I just used WolframAlpha to derive a function $f(x)$ from the following equation: $$3x^3 =\Big(\frac{x+2y-1}{3}-x-y+1\Big)^2(1-x-2y)$$
I asked the program to isolate $y$, and I got an equation of the form $$y=f(x)=\sqrt[3]{p(x)}-\frac{q(x)}{\sqrt[3]{r(x)}}$$ or something along those lines. I'm not too concerned about what the actual result is, but I would like to know how to isolate a variable given an expression like the one above.

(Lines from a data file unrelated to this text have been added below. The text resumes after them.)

PR #2463, opened 2025-10-26
feat/fix(langfuse): usage and cost tracking for mistral components

### LINKED ISSUE #2464: Langfuse SDK alignment & Support for embedders
When using MistralChatGenerator, MistralTextEmbedder, or MistralDocumentEmbedder with the Langfuse integration, usage metrics and cost details are not tracked properly. This is because these components are
  created as SPAN observation types instead of GENERATION and EMBEDDING types respectively.

  The Langfuse SDK only supports usage_details and cost_details parameters for ObservationTypeGenerationLike types (i.e., generation and embedding), but not for SPAN types. Without proper observation typing, it's
  impossible to track LLM costs and token usage for Mistral components, which is critical for production monitoring and cost management.

  Add Mistral components to the appropriate whitelists in the Langfuse tracer:
  1. Add MistralChatGenerator to the _SUPPORTED_CHAT_GENERATORS list so it's created as a generation observation type
  2. Add MistralTextEmbedder and MistralDocumentEmbedder to a new _SUPPORTED_EMBEDDERS list and update the tracer logic to create them as embedding observation types

  1. Manual workaround: Directly monkey-patching the tracer or manually logging usage - this is brittle and defeats the purpose of the integration
  2. Using only supported generators: Switch from Mistral to OpenAI/Anthropic - not ideal when Mistral is the preferred provider

**Additional context**
  - Mistral components inherit from OpenAI components (MistralChatGenerator(OpenAIChatGenerator), MistralTextEmbedder(OpenAITextEmbedder)), so they have the same interface and return usage data in the same format
  - Langfuse Python SDK @ 3.8.0

Hansehart:
### Related Issues

Fixes #2464 

### Proposed Changes:

Bug description:
In DefaultSpanHandler.handle, the Langfuse span update call incorrectly used the parameter usage= instead of usage_details=, which is silently ignored for SPAN types in the Langfuse SDK. This caused token usage metrics to be dropped from Langfuse traces.

On top, MistralChatGenerator, MistralTextEmbedder, and MistralDocumentEmbedder were not in the supported component lists, causing them to be created as generic SPAN observation types. The Langfuse SDK only supports usage_details and cost_details for ObservationTypeGenerationLike types (generation and embedding), not for SPAN types. This prevented cost and usage tracking for all Mistral components.
  
Fix implemented:
Replaced the incorrect usage= argument with the correct usage_details= when updating Langfuse spans for generator and chat generator components.

In addition:
  1. Added MistralChatGenerator to _SUPPORTED_CHAT_GENERATORS list → creates generation observation type
  2. Created new _SUPPORTED_EMBEDDERS list with MistralTextEmbedder and MistralDocumentEmbedder → creates embedding observation type

### How did you test it?

- unit tests
- manual verification

### Notes for the reviewer

https://python.reference.langfuse.com/langfuse
Langfuse@3.8.0

### Checklist

- I have read the contributors guidelines and the code of conduct
- I added unit tests and updated the docstrings (WIP)
- I've used one of the conventional commit types for my PR title: fix:, feat:, build:, chore:, ci:, docs:, style:, refactor:, perf:, test:.

### DIFF
--- a/integrations/langfuse/tests/test_tracer.py
+++ b/integrations/langfuse/tests/test_tracer.py
@@ -415,7 +415,7 @@ class TestLangfuseTracer:
             }
             with tracer.trace(operation_name="operation_name", tags=tags) as span:
                 ...
-            assert span.raw_span()._data["usage"] is None
+            assert span.raw_span()._data["usage_details"] is None
             assert span.raw_span()._data["model"] == "test_model"
             assert span.raw_span()._data["completion_start_time"] == datetime.datetime(2021, 7, 27, 16, 2, 8, 12345)  # noqa: DTZ001
 
@@ -482,7 +482,7 @@ class TestLangfuseTracer:
             }
             with tracer.trace(operation_name="operation_name", tags=tags) as span:
                 ...
-            assert span.raw_span()._data["usage"] is None
+            assert span.raw_span()._data["usage_details"] is None
             assert span.raw_span()._data["model"] == "test_model"
             assert span.raw_span()._data["completion_start_time"] is None
 


Hansehart:
@vblagoje Thanks for your answer.

I have to admit that I’m addressing multiple things at once — sorry about that. The first problem is:

1. Langfuse Python SDK expects usage_details instead of usage. I double checked it in the source code and you can see it here: https://python.reference.langfuse.com/langfuse. So that is patch number 1: changing usage to usage_details. IDK if Langfuse changed it recently?

2. The LangfuseConnector only supports costs and usage for traces of the type "generation" which is decided on the generators whitelist. Any other component is created as Langfuse type "span". The problem here is, that Langfuse currently only supports costs and usage details for generators and embeddings. So my second patch is, that we create a second whitelist for embedders. If they are recognized, they are created as type "embedders" (instead span) which will prevent dropping my cost and usage details by Langfuse. You can see it here:
```
elif context.component_type in _SUPPORTED_EMBEDDERS:
    return LangfuseSpan(self.tracer.start_as_current_observation(name=context.name, as_type="embedding"))
else:
    return LangfuseSpan(self.tracer.start_as_current_span(name=context.name))
```
Would you mind tracing a pipeline that uses embedders? You should see it will be shown as type "span" so any costs and usage details will be dropped when you insert it manually (you can hover in the GUI over the icons and you will see on your example trace, multiple spans and some generators).


2.5 As mentioned Langfuse has a list of types they support. There are few like Chain, Events, Tools etc. It should be considered inclduing them. That came in my mind as I saw on your trace that the tools are displayed as span (should be type "tool" maybe?)

3. The last problem that remains is, but it is depends on Langfuse and not haystack, costs and usage are only supported for type generators and embedders. I currently have more components like OCR and external API (market data, news data) with usage_details and cost_details too that will be dropped by Langfuse. That is something that remains unresolved till Langfuse adjusts it.

So finally the PR is about migrating to usage_details and support for any embedders (my PR only mistral)

Issue #2070, opened 2025-07-08
feat: Update our ChatGenerators in integrations to use the new StreamingChunk fields


sjrl:
We have expanded `StreamingChunk` to include new fields such as 
```python
    content: str
    meta: Dict[str, Any] = field(default_factory=dict, hash=False)
    component_info: Optional[ComponentInfo] = field(default=None)
# All fields below here are new
    index: Optional[int] = field(default=None)
    tool_calls: Optional[List[ToolCallDelta]] = field(default=None)
    tool_call_result: Optional[ToolCallResult] = field(default=None)
    start: bool = field(default=False)
    finish_reason: Optional[FinishReason] = field(default=None)
```
so we should update our existing ChatGenerator integrations to use these new fields. This will standardize the streaming in Haystack making it easy to use one `streaming_callback` like our `print_streaming_chunk` for all ChatGenerators. 

This really emphasizes the interoperability of Haystack and will make it very straightforward to switch out to different ChatGenerators from different providers in a pipeline or when using a ChatGenerator within the Agent component. 

When working on this I'd suggest:
- Testing with `haystack.components.generators.utils.print_streaming_chunk` to make sure that the output looks clean. Ideally use the ChatGenerator in an Agent and try to get the Agent to output at least two tool calls in one round. You can refer to the PR description of this [PR](https://github.com/deepset-ai/haystack/pull/9525) you can see example outputs of `print_streaming_chunk`
- Refer to the OpenAIChatGenerator implementation to get inspiration: 
  - [`_handle_stream_response`](https://github.com/deepset-ai/haystack/blob/4b515433d9ba18de36f4d0649b3d7dfbfcd2b0da/haystack/components/generators/chat/openai.py#L426-L436) which loops through each stream object from OpenAI and then converts it into a `StreamingChunk`
  - [`_convert_chat_completion_chunk_to_streaming_chunk`](https://github.com/deepset-ai/haystack/blob/4b515433d9ba18de36f4d0649b3d7dfbfcd2b0da/haystack/components/generators/chat/openai.py#L509-L578) which converts each individual stream object from OpenAI and converts it into a singular `StreamingChunk`
[...]

PR #2902, opened 2026-03-01
feat: `WatsonXChatGenerator` - support Tools and use the `StreamingChunk` fields

### LINKED ISSUE #2217: feat: Update `WatsonXChatGenerator` to use the `StreamingChunk` fields
Refer to parent issue for more details

maxdswain:
### Related Issues

- fixes #2217 & #2070 

### Proposed Changes:

 
 
feat: Update `WatsonXChatGenerator` to use the `StreamingChunk` `index` and `finish_reason` fields.

### How did you test it?

Updated existing tests.

### Checklist

### DIFF
--- a/integrations/watsonx/src/haystack_integrations/components/generators/watsonx/chat/chat_generator.py
+++ b/integrations/watsonx/src/haystack_integrations/components/generators/watsonx/chat/chat_generator.py
@@ -522,7 +522,7 @@ class WatsonxChatGenerator:
         return self._process_response(response)
 
     @staticmethod
-    def _parse_tool_call_json(tool_call: object) -> dict[str, Any]:
+    def _parse_tool_call_json(tool_call: str | dict) -> dict[str, Any]:
         """Parse tool call json from Watsonx tool calls."""
         if isinstance(tool_call, dict):
             return tool_call


maxdswain:
> Thanks for the contribution!
> 
> I think that a little more adaptation work will be needed, especially in handling tool calls.
> 
> I suggest taking inspiration from #2078 and #2108 (but keeping in mind that each provider has its own particularities and code can be very different).
> 
> Also, I'd like to see a test with real chunks coming from WatsonX ([similar test for Google GenAI](https://github.com/deepset-ai/haystack-core-integrations/blob/c89680c06213aeb4b223142aeb30360bd2d189ba/integrations/google_genai/tests/test_chat_generator_utils.py#L299)).

Okay, I'll convert it to a draft for now and work on it a bit more to add support for tool calls as well as more tests. I'll let you know when it's ready.

integrations/watsonx/src/haystack_integrations/components/generators/watsonx/chat/chat_generator.py
```diff
@@ -266,24 +305,35 @@ async def run_async(
...
+        _check_duplicate_tool_names(flattened_tools)
+        tool_definitions = [{"type": "function", "function": {**tool.tool_spec}} for tool in flattened_tools]
+
         for msg in messages:
-            if msg.is_from("tool"):
-                logger.debug("Skipping tool message - tool calls are not currently supported")
+            # Watsonx tool call result messages are of the same format as OpenAI chat completions
+            if msg.tool_call_results:
+                watsonx_messages.append(
+                    msg._tool_result_message_to_openai({"role": msg.role.value}, require_tool_call_ids=True)
```
anakin87: this method is private and we might remove/rename it at some point without knowing it's used in this integration.

Let's instead use `to_openai_dict_format`, which is public, and we are committed to not breaking it.

integrations/watsonx/pyproject.toml
```diff
@@ -22,7 +22,7 @@ classifiers = [
     "Programming Language :: Python :: 3.12",
     "Programming Language :: Python :: 3.13",
 ]
-dependencies = ["haystack-ai>=2.17.1", "ibm-watsonx-ai>=1.3.26", "pandas>=2.2.3"]
+dependencies = ["haystack-ai>=2.24.1", "ibm-watsonx-ai>=1.3.26", "pandas>=2.2.3"]
```
anakin87, line 25: Do we really need to pin this recent version of Haystack, or can we choose a lower pin?
(Asking, haven't tried)

maxdswain: Yes as I'm using `ToolsType`from `haystack.tools` which was added in 2.24. I'm using `ToolsType` as I was taking inspiration from the Google GenAI integration which is also pinned at >=2.24.1.

anakin87: Makes sense. Thanks for explaining.

PR #2905, opened 2026-03-02
feat: Add scaffold script to ease addition of new integration

bogdankostic:
### Proposed Changes:

 
 

Added a Python script (`scripts/create_new_integration.py`) that automates the creation of a new integration in this repository. Previously, contributors had to use `hatch new -i` and then manually set up the CI workflow, labeler config, pyproject.toml, pydoc config, and root README entry. This was error-prone and resulted in an outdated integration scaffold.

The new script handles everything in one step:
* Scaffolds the integration folder under `integrations/` with the correct package structure (`pyproject.toml`, source package with `py.typed`, tests, pydoc config, LICENSE, and README).
* Creates a GitHub Actions CI workflow at `.github/workflows/<name>.yml`.
* Inserts label rules into `.github/labeler.yml` in alphabetical order.
* Adds the new integration to the table in the root README.md in alphabetical order.

The script supports both interactive prompts and CLI arguments (`--name`, `--type`) for non-interactive use.
The logic is split into focused utility modules under `scripts/utils/`:
* `naming.py` — name validation and string conversions (folder name to package name, label, module path).
* `templates.py` — template strings for all generated files.
* `scaffold.py` — file creation and config-file update operations. 

The changes are reflected in the "Create a new integration" section in CONTRIBUTING.md to document the new script, replacing the old `hatch new -i` instructions.

### How did you test it?

* Manual verification: ran the script with various integration names and component types

### Checklist

### DIFF
--- a/scripts/utils/templates/pyproject.toml
+++ b/scripts/utils/templates/pyproject.toml
@@ -107,8 +107,6 @@ ignore = [
     "B027",
     # Allow function calls in argument defaults (common Haystack pattern for Secret.from_env_var)
     "B008",
-    # zip() without strict= is OK when lengths are guaranteed equal
-    "B905",
     # Ignore checks for possible passwords
     "S105",
     "S106",
@@ -119,10 +117,6 @@ ignore = [
     "PLR0912",
     "PLR0913",
     "PLR0915",
-]
-unfixable = [
-    # Don't touch unused imports
-    "F401",
 ]
 
 [tool.ruff.lint.isort]


CONTRIBUTING.md
```diff
@@ -236,31 +236,31 @@ $ hatch run test:integration
...
-├── src
-│   └── deepset_haystack
-│       ├── __about__.py
-│       └── __init__.py
-├── tests
-│   └── __init__.py
-├── LICENSE.txt
-├── README.md
-└── pyproject.toml
+python scripts/create_new_integration.py --name deepset --type generators
```
anakin87:
```suggestion
python scripts/create_new_integration.py --name YOUR_INTEGRATION_NAME --type generators
```

scripts/create_new_integration.py
```diff
@@ -0,0 +1,142 @@
...
+            sys.exit(1)
+
+    component_type = args.component_type
+    if component_type is None:
+        component_type = prompt_component_type()
+    elif component_type not in COMPONENT_TYPES:
+        print(
+            f"  Error: Unknown component type: '{component_type}'. Must be one of: {', '.join(COMPONENT_TYPES)}.",
+            file=sys.stderr,
+        )
```
anakin87: 1. Translators do not seem to be covered
2. It might happen that we create a new integration with components we never introduced before, so I'd keep this part manually customizable

scripts/create_new_integration.py
```diff
@@ -0,0 +1,142 @@
...
+
+    readme_path = update_root_readme(name, component_type, TYPE_LABELS, repo_root=REPO_ROOT)
+    print(f"  Updated: {readme_path}")
+
+    print(f"\nDone! Next steps:")
+    print(f"  1. Add your component code in integrations/{name}/src/")
+    print(f"  2. Export the component classes from the __init__.py in your module")
+    print(f"  3. Add integration-specific dependencies to integrations/{name}/pyproject.toml")
+    print(f"  4. Add tests in integrations/{name}/tests/")
+    print(f"  5. If your integration tests need API keys, add the secret to the GitHub repo settings")
```
anakin87: Only a few people can add Secrets to GitHub, so I'd mention that you need to contact a maintainer for this step

scripts/utils/__init__.py
```diff
@@ -0,0 +1,20 @@
+from .naming import folder_to_label, folder_to_package, get_module_path, validate_name
```
anakin87: do we really need to re-export all these symbols?
It seems that we import them from their precise locations, so we might keep this file empty.
(Haven't tried)

scripts/utils/templates.py
```diff
@@ -0,0 +1,315 @@
...
+
+
+def pydoc_config(name: str, component_type: str) -> str:
+    """Return the pydoc docusaurus config YAML for the integration."""
+    mod = get_module_path(name, component_type)
+    title = name.replace("_", " ").title()
+    return textwrap.dedent(f"""\
+        loaders:
+          - modules:
+              - {mod}.{component_type[:-1]}
```
anakin87: For tracing (special case), this would produce 
`      - haystack_integrations.components.tracing.integration_name.tracin`

Maybe it's better to handle this with an explicit mapping or in any case consider this special case

scripts/utils/templates.py
```diff
@@ -0,0 +1,315 @@
+"""Template strings for scaffolded integration files."""
+
```
anakin87: Personal taste: I don't particularly like having templates as Python code. I'd prefer to have them as separate template files.
You could explore using https://docs.python.org/3/library/string.html#string.Template.safe_substitute.
I discarded Jinja2 because this would require additional dependencies.

This is just a suggestion, if easy to implement (not a requirement).

scripts/utils/templates.py
bogdankostic: Good catch!

scripts/utils/templates/pyproject.toml
```diff
@@ -0,0 +1,154 @@
...
+    "W",
+    "YTT",
+]
+ignore = [
+    # Allow non-abstract empty methods in abstract base classes
+    "B027",
+    # Allow function calls in argument defaults (common Haystack pattern for Secret.from_env_var)
+    "B008",
+    # zip() without strict= is OK when lengths are guaranteed equal
+    "B905",
```
anakin87:
```suggestion
```

we are now trying to adopt this rule, so let's not ignore it by default

scripts/utils/templates/pyproject.toml
```diff
@@ -0,0 +1,154 @@
...
+    "C901",
+    "PLR0911",
+    "PLR0912",
+    "PLR0913",
+    "PLR0915",
+]
+unfixable = [
+    # Don't touch unused imports
+    "F401",
+]
```
anakin87:
```suggestion
```

same for this rule

PR #2911, opened 2026-03-05
ci: send Slack notifications on CI failures

anakin87:
### Related Issues

- part of https://github.com/deepset-ai/haystack-private/issues/256

### Proposed Changes:

Instead of sending DD events for CI failures and then Slack notifications from DD monitors, skip DD

- uses the composite action https://github.com/deepset-ai/notify-slack-action
- adopt the composite action in all integrations workflows
  - to make sure we get a single notification when a matrix workflow fails (not one for each element in the matrix), I created a new lightweight job (uses ubuntu-slim)
- updated the template for new integrations to use this new pattern
- removed the old send_failure composite action (integrating with DD)
   
To make this work, before opening this PR, I completed the setup described in the [Slack documentation](https://docs.slack.dev/tools/slack-github-action/sending-techniques/sending-data-slack-incoming-webhook/#setup).

### How did you test it?
In this PR, I temporarily made Anthropic workflow fail and got the expected notification.

image

Since this was a test, I avoided tagging people. The actual action would tag `@here` in the Slack channel.

### Checklist

### DIFF
--- a/.github/workflows/anthropic.yml
+++ b/.github/workflows/anthropic.yml
@@ -70,7 +70,6 @@ jobs:
           hatch -e test env run -- uv pip install git+https://github.com/deepset-ai/haystack.git@main
           hatch run test:unit
 
-
   notify-slack-on-failure:
     needs: run
     if: failure() && github.event_name == 'schedule'


.github/workflows/CI_license_compliance.yml
```diff
@@ -90,11 +89,8 @@ jobs:
...
         if: failure() && github.event_name == 'schedule'
-        uses: ./.github/actions/send_failure
+        uses: deepset-ai/notify-slack-action@v1
         with:
-          title: |
-            Core integrations license compliance nightly failure: ${{ github.workflow }}
-          api-key: ${{ secrets.CORE_DATADOG_API_KEY }}
-          
\ No newline at end of file
+          slack-webhook-url: ${{ secrets.SLACK_WEBHOOK_URL_NOTIFICATIONS }}
```
bogdankostic, line 96: In all other workflow files we have the notification step as a separate job.

.github/workflows/anthropic.yml
```diff
@@ -70,10 +70,12 @@ jobs:
           hatch -e test env run -- uv pip install git+https://github.com/deepset-ai/haystack.git@main
           hatch run test:unit
 
-      - name: Send event to Datadog for nightly failures
-        if: failure() && github.event_name == 'schedule'
-        uses: ./.github/actions/send_failure
+
```
bogdankostic: One blank line should be enough.

```suggestion
```

.github/workflows/CI_license_compliance.yml
anakin87: Yes, in other workflows, we are using a separate job for this reason
> to make sure we get a single notification when a matrix workflow fails (not one for each element in the matrix), I created a new lightweight job (uses ubuntu-slim)

In this case, we don't need a matrix: the license check only needs to run on a single operating system and with one Python version. Where possible, it's better to have a step instead of a job because GitHub does not need to spin up a new container.

.github/workflows/anthropic.yml
anakin87: done in https://github.com/deepset-ai/haystack-core-integrations/pull/2911/commits/f77dfcbf723266fbc8572ce3e58aa7877bf1fb05

PR #2938, opened 2026-03-10
fix: `OpenSearchDocumentStore` AsyncAWSAuth method signature changed

### LINKED ISSUE #2937: OpenSearch: Async AWS Auth method signature changed
**Describe the bug**
### The Bug

**opensearch-haystack versions 6.4.0 and 6.5.0** have an `AsyncAWSAuth` wrapper class with an incompatible signature for **opensearch-py 3.1.0**.

### API Mismatch

**opensearch-py 3.1.0 calls auth handlers with:**
```python
self._http_auth(method=method, url=url, body=body, headers=req_headers)
```

**opensearch-haystack 6.4.0/6.5.0 AsyncAWSAuth expects:**
```python
def __call__(self, method: str, url: str, query_string: str, body: Any)
```

### The Problem

1. **opensearch-py 3.1.0** passes `headers` as a keyword argument (NEW!)  
2. **opensearch-py 3.1.0** does NOT pass `query_string` (REMOVED!)
3. **opensearch-haystack AsyncAWSAuth** expects `query_string`, not `headers`
4. Result: `TypeError: AsyncAWSAuth.__call__() got an unexpected keyword argument 'headers'`

---

## 📍 Exact Location of Bug

**File:** `haystack_integrations/document_stores/opensearch/document_store.py`  
**Class:** `AsyncAWSAuth`  
**Method:** `__call__`

**Buggy Code (6.4.0 and 6.5.0):**
```python
def __call__(self, method: str, url: str, query_string: str, body: Any) -> dict[str, str]:
    """Signs the request and returns headers."""
    return self._async_aws_v4_signer_auth(method, url, query_string, body)
```

---

## 🔧 Required Fix

opensearch-haystack needs to update `AsyncAWSAuth.__call__` to match opensearch-py 3.x API:

**Fixed Code:**
```python
def __call__(self, method: str, url: str, body: Any = None, headers: dict[str, str] | None = None) -> dict[str, str]:
    """Signs the request and returns headers."""
    # opensearch-py 3.x API: AWSV4SignerAsyncAuth expects (method, url, body, headers)
    # Note: query_string parameter was removed in 3.x
    return self._async_aws_v4_signer_auth(method, url, body, headers)
```

---

**To Reproduce**
✅ **opensearch-py 3.1.0:**
- `AWSV4SignerAsyncAuth.__call__` signature includes `headers` parameter
- `AsyncHttpConnection.perform_request` passes `headers=req_headers`

✅ **opensearch-haystack 6.4.0:**
- `AsyncAWSAuth.__call__` does NOT accept `headers` parameter
- Expects `query_string` which opensearch-py 3.x no longer provides

| Package | Version | Status |
|---------|---------|--------|
| opensearch-py | 3.1.0 | ✅ Has breaking change |
| opensearch-haystack | 6.4.0 | ❌ Incompatible |
| haystack-ai | 2.25.2 | ✅ OK |

davidsbatista:
### Related Issues

- fixes #2937 

### Proposed Changes:

- changed the signature of the AWSAuth __call__ in both sync and async due to upgrade of the `opensearch-py` dependency 

### How did you test it?

- updated the `test_call` assertion to expect the signer to be called with four arguments: ("GET", "http://some.url", "some body", None).
- New `test_call_with_headers` that calls the sync auth with `headers={"Host": "localhost"}` and checks the signer is invoked with those four arguments.

### Checklist

### DIFF
--- a/integrations/opensearch/tests/test_auth.py
+++ b/integrations/opensearch/tests/test_auth.py
@@ -153,9 +153,10 @@ class TestAWSAuth:
 
 class TestAWSAuthRealSigning:
     """
-    Single test that uses real boto3.Session and real signing (no mocks on Session or signer).
-    
-    Verifies AWSAuth.__call__(method, url, body, headers) produces valid SigV4 headers.
+    Tests that use real boto3.Session and real signing (no mocks on Session or signer).
+
+    Verifies both AWSAuth and AsyncAWSAuth produce valid SigV4 headers when called
+    with (method, url, body, headers) as opensearch-py 3.x does.
     """
 
     def test_sync_auth_real_signing_no_network(self, monkeypatch):
@@ -167,6 +168,27 @@ class TestAWSAuthRealSigning:
         aws_auth = AWSAuth()
 
         signed_headers = aws_auth(
+            method="GET",
+            url="https://example.com/_search?q=test",
+            body=b"",
+            headers={"Host": "example.com"},
+        )
+
+        assert "Authorization" in signed_headers
+        assert signed_headers["Authorization"].startswith("AWS4-HMAC-SHA256 ")
+        assert "X-Amz-Date" in signed_headers
+        assert "X-Amz-Content-SHA256" in signed_headers
+
+    def test_async_auth_real_signing_no_network(self, monkeypatch):
+        monkeypatch.setenv("AWS_EC2_METADATA_DISABLED", "true")
+        monkeypatch.setenv("AWS_ACCESS_KEY_ID", "AKIDEXAMPLE")
+        monkeypatch.setenv("AWS_SECRET_ACCESS_KEY", "wJalrXUtnFEMI/K7MDENG+bPxRfiCYEXAMPLEKEY")
+        monkeypatch.setenv("AWS_DEFAULT_REGION", "us-east-1")
+
+        aws_auth = AWSAuth()
+        async_aws_auth = AsyncAWSAuth(aws_auth)
+
+        signed_headers = async_aws_auth(
             method="GET",
             url="https://example.com/_search?q=test",
             body=b"",


integrations/opensearch/tests/test_auth.py
```diff
@@ -120,15 +120,25 @@ def test_call(self, _get_aws_v4_signer_auth):
...
+        signer_auth_mock.assert_called_once_with("GET", "http://some.url", "some body", None)
+
+    @patch("haystack_integrations.document_stores.opensearch.auth.AWSAuth._get_aws_v4_signer_auth")
+    def test_call_with_headers(self, _get_aws_v4_signer_auth):
+        """AWSAuth accepts optional headers for opensearch-py 3.x sync connection compatibility."""
+        signer_auth_mock = Mock()
+        _get_aws_v4_signer_auth.return_value = signer_auth_mock
+        aws_auth = AWSAuth()
+        aws_auth(method="GET", url="http://some.url", body="some body", headers={"Host": "localhost"})
+        signer_auth_mock.assert_called_once_with("GET", "http://some.url", "some body", {"Host": "localhost"})
```
anakin87: My impression is that the previous bug slipped in in because the existing tests are mocking too much, so in case AWS signatures change again in the future, we might not be notified.

I'd prefer to have a local test that actually calls AWS method.

Something like (asked a LLM, could be totally wrong, just take the spirit)
```python
def test_sync_auth_real_signing_no_network(monkeypatch):
    # Prevent any metadata/IMDS probing (which can cause network calls/timeouts)
    monkeypatch.setenv("AWS_EC2_METADATA_DISABLED", "true")

    # Provide deterministic local credentials + region
    monkeypatch.setenv("AWS_ACCESS_KEY_ID", "AKIDEXAMPLE")
    monkeypatch.setenv("AWS_SECRET_ACCESS_KEY", "wJalrXUtnFEMI/K7MDENG+bPxRfiCYEXAMPLEKEY")
    monkeypatch.setenv("AWS_DEFAULT_REGION", "us-east-1")

    from haystack_integrations.document_stores.opensearch.auth import AWSAuth

    aws_auth = AWSAuth()  # uses real _get_aws_v4_signer_auth and real boto session resolution

    signed_headers = aws_auth(
        method="GET",
        url="https://example.com/_search?q=test",
        body=b"",
        headers={"Host": "example.com"},
    )

    assert "Authorization" in signed_headers
    assert signed_headers["Authorization"].startswith("AWS4-HMAC-SHA256 ")
    assert "X-Amz-Date" in signed_headers
    assert "X-Amz-Content-SHA256" in signed_headers
```

davidsbatista: that's a good point - I will update the tests

integrations/opensearch/tests/test_auth.py
```diff
@@ -150,6 +151,34 @@ def test_async_aws_auth_init(self):
...
+            body=b"",
+            headers={"Host": "example.com"},
+        )
+
+        assert "Authorization" in signed_headers
+        assert signed_headers["Authorization"].startswith("AWS4-HMAC-SHA256 ")
+        assert "X-Amz-Date" in signed_headers
+        assert "X-Amz-Content-SHA256" in signed_headers
+
+
```
anakin87, line 203: to be extra-safe, let's also add a similar test for `async_aws_auth`

PR #2951, opened 2026-03-11
fix: fix wrong batching in Google GenAI Document Embedder

anakin87:
### Related Issues
We noticed that the Google GenAI Document Embedder behaved differently than when using the Google API directly, leading to non-meaningful results for text retrieval.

As said in comments, the equation reduces to a cubic in $y$, namely $$\left(\frac{31 x^3}{2}-6 x^2+6 x-2\right)+6\left(x-1\right)^2 y+\frac{9}{2} (x-1) y^2+y^3=0$$
If you follow the steps given here, you will find $$\Delta=-\frac{729}{2} x^3 \left(13 x^2-5 x+1\right)$$ which is of the same sign as $-x^3$. So, if $x>0$, $\Delta<0$ and the equation has one real root and two non-real complex conjugate roots. If $x=0$, the roots are $y=2$ (which is double root) and $y=\frac 12$. If $x<0$, then three real roots that you can express using $$p=-\frac{3}{4} (x-1)^2 \qquad \qquad q=\frac 14(53 x^3+3 x^2-3 x+1 )$$ and so on.